- [Work request] Please transcribe the data that follows exactly, from its first line through the line that contains "Fix totals card.".

[[ Provided material, beginning ]]

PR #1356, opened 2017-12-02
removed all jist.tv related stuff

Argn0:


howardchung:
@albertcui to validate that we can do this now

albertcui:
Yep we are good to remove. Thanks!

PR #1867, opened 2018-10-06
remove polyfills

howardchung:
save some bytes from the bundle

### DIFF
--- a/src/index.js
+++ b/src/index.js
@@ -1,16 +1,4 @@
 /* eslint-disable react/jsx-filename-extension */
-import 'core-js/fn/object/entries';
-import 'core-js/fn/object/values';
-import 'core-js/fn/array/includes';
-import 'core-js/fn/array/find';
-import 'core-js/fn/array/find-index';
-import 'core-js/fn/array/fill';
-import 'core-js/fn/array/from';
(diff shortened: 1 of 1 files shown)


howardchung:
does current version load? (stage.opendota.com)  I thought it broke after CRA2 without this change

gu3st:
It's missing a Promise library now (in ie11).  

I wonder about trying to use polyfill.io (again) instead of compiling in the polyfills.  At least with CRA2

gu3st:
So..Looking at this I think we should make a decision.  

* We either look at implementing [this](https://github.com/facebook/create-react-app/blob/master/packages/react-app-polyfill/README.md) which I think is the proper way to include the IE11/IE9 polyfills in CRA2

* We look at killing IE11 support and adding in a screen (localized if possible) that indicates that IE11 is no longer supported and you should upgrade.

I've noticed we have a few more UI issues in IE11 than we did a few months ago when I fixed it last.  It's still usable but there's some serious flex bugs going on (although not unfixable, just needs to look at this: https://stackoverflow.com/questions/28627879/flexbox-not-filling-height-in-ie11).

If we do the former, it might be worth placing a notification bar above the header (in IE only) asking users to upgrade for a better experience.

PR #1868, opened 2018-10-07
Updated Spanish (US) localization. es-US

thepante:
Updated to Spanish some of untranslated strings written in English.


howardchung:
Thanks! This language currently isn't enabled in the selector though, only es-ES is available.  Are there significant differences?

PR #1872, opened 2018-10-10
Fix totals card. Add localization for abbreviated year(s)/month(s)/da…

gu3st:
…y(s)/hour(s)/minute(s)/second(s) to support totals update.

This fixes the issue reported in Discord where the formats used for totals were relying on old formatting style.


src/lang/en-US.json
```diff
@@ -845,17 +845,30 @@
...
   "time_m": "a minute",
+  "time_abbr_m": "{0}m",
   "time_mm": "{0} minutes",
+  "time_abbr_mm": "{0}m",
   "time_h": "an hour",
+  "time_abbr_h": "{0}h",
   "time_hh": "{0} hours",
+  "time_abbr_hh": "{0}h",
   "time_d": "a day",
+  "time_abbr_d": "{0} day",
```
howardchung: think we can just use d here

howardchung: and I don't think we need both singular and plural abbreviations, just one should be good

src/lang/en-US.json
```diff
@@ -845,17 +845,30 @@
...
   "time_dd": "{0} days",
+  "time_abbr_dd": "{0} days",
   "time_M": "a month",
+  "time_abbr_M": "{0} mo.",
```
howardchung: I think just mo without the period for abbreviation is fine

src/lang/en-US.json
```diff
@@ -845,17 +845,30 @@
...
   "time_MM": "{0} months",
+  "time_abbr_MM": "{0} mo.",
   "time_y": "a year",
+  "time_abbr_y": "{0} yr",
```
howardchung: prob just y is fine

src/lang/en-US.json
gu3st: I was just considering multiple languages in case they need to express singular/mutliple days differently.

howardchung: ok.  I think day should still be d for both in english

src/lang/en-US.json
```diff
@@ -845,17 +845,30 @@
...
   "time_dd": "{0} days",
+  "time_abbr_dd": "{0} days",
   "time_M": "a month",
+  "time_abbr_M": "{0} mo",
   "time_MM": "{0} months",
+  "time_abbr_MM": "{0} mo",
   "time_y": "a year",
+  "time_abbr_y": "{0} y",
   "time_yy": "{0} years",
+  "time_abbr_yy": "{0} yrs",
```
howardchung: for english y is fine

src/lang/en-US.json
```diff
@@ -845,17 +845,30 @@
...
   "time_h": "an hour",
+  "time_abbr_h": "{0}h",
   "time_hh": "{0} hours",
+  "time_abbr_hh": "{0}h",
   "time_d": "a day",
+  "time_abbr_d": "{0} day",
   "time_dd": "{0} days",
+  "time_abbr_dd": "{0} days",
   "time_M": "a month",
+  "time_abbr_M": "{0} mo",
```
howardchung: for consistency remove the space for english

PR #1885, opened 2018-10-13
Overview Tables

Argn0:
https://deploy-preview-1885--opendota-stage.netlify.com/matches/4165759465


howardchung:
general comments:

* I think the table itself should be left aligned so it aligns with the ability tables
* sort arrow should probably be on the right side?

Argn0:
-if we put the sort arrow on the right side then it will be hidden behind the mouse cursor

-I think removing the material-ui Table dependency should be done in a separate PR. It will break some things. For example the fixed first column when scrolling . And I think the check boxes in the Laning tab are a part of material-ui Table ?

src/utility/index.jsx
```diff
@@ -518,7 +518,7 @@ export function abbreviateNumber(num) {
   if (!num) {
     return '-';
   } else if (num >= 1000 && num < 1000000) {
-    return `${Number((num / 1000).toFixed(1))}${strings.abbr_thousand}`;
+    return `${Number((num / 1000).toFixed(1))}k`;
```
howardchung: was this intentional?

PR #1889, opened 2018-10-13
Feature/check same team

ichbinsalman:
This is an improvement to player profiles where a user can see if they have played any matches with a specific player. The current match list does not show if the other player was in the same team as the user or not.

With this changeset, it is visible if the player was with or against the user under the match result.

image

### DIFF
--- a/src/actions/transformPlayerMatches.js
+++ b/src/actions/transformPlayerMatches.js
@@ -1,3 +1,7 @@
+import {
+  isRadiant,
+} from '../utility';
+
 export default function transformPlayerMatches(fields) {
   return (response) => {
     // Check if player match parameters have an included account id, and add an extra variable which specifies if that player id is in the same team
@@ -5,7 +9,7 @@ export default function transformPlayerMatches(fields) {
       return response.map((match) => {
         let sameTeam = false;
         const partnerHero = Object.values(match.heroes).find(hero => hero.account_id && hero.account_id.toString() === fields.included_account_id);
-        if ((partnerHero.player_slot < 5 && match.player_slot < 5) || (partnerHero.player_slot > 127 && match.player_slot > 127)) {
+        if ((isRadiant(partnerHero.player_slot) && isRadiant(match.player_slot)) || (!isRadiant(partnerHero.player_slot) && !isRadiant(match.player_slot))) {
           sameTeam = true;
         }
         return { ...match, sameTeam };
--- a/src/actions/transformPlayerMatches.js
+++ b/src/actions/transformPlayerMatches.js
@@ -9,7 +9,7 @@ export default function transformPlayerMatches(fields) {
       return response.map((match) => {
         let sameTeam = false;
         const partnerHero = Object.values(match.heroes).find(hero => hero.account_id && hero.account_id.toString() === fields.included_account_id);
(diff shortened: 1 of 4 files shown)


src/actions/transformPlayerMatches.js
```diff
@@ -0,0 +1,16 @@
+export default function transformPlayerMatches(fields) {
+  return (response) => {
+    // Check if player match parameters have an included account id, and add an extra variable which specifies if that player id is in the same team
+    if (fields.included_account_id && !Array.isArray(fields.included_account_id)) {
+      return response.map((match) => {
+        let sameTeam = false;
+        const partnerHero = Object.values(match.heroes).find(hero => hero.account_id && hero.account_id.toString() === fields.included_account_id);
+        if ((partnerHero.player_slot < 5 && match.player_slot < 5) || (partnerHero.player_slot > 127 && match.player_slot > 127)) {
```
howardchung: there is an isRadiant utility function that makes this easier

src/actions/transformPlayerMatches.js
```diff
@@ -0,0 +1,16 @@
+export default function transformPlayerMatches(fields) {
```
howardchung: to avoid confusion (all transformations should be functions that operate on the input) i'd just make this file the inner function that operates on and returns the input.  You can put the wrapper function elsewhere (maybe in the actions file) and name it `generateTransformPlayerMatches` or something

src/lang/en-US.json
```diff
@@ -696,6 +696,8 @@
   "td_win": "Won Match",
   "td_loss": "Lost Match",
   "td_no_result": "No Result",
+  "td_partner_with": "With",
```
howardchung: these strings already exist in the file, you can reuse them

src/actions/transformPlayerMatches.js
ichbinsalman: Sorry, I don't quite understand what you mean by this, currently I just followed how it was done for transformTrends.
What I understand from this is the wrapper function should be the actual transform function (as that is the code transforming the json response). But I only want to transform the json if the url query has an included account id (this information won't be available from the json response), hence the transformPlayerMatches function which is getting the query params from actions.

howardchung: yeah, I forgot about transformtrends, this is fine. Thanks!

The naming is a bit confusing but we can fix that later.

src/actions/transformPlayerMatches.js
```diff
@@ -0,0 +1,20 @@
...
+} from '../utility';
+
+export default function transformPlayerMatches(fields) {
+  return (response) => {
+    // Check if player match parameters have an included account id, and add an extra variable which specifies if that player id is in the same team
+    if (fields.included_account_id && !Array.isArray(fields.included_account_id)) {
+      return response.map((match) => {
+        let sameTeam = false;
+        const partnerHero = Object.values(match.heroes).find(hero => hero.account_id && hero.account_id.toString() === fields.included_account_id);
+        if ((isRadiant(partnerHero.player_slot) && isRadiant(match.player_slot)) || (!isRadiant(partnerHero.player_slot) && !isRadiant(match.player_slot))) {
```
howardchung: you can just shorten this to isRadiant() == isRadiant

[[ Provided material, end ]]

- [Reply to the task]
PR #1356, opened 2017-12-02
removed all jist.tv related stuff

Argn0:


howardchung:
@albertcui to validate that we can do this now

albertcui:
Yep we are good to remove. Thanks!

PR #1867, opened 2018-10-06
remove polyfills

howardchung:
save some bytes from the bundle

### DIFF
--- a/src/index.js
+++ b/src/index.js
@@ -1,16 +1,4 @@
 /* eslint-disable react/jsx-filename-extension */
-import 'core-js/fn/object/entries';
-import 'core-js/fn/object/values';
-import 'core-js/fn/array/includes';
-import 'core-js/fn/array/find';
-import 'core-js/fn/array/find-index';
-import 'core-js/fn/array/fill';
-import 'core-js/fn/array/from';
(diff shortened: 1 of 1 files shown)


howardchung:
does current version load? (stage.opendota.com)  I thought it broke after CRA2 without this change

gu3st:
It's missing a Promise library now (in ie11).  

I wonder about trying to use polyfill.io (again) instead of compiling in the polyfills.  At least with CRA2

gu3st:
So..Looking at this I think we should make a decision.  

* We either look at implementing [this](https://github.com/facebook/create-react-app/blob/master/packages/react-app-polyfill/README.md) which I think is the proper way to include the IE11/IE9 polyfills in CRA2

* We look at killing IE11 support and adding in a screen (localized if possible) that indicates that IE11 is no longer supported and you should upgrade.

I've noticed we have a few more UI issues in IE11 than we did a few months ago when I fixed it last.  It's still usable but there's some serious flex bugs going on (although not unfixable, just needs to look at this: https://stackoverflow.com/questions/28627879/flexbox-not-filling-height-in-ie11).

If we do the former, it might be worth placing a notification bar above the header (in IE only) asking users to upgrade for a better experience.

PR #1868, opened 2018-10-07
Updated Spanish (US) localization. es-US

thepante:
Updated to Spanish some of untranslated strings written in English.


howardchung:
Thanks! This language currently isn't enabled in the selector though, only es-ES is available.  Are there significant differences?

PR #1872, opened 2018-10-10
Fix totals card. Add localization for abbreviated year(s)/month(s)/da…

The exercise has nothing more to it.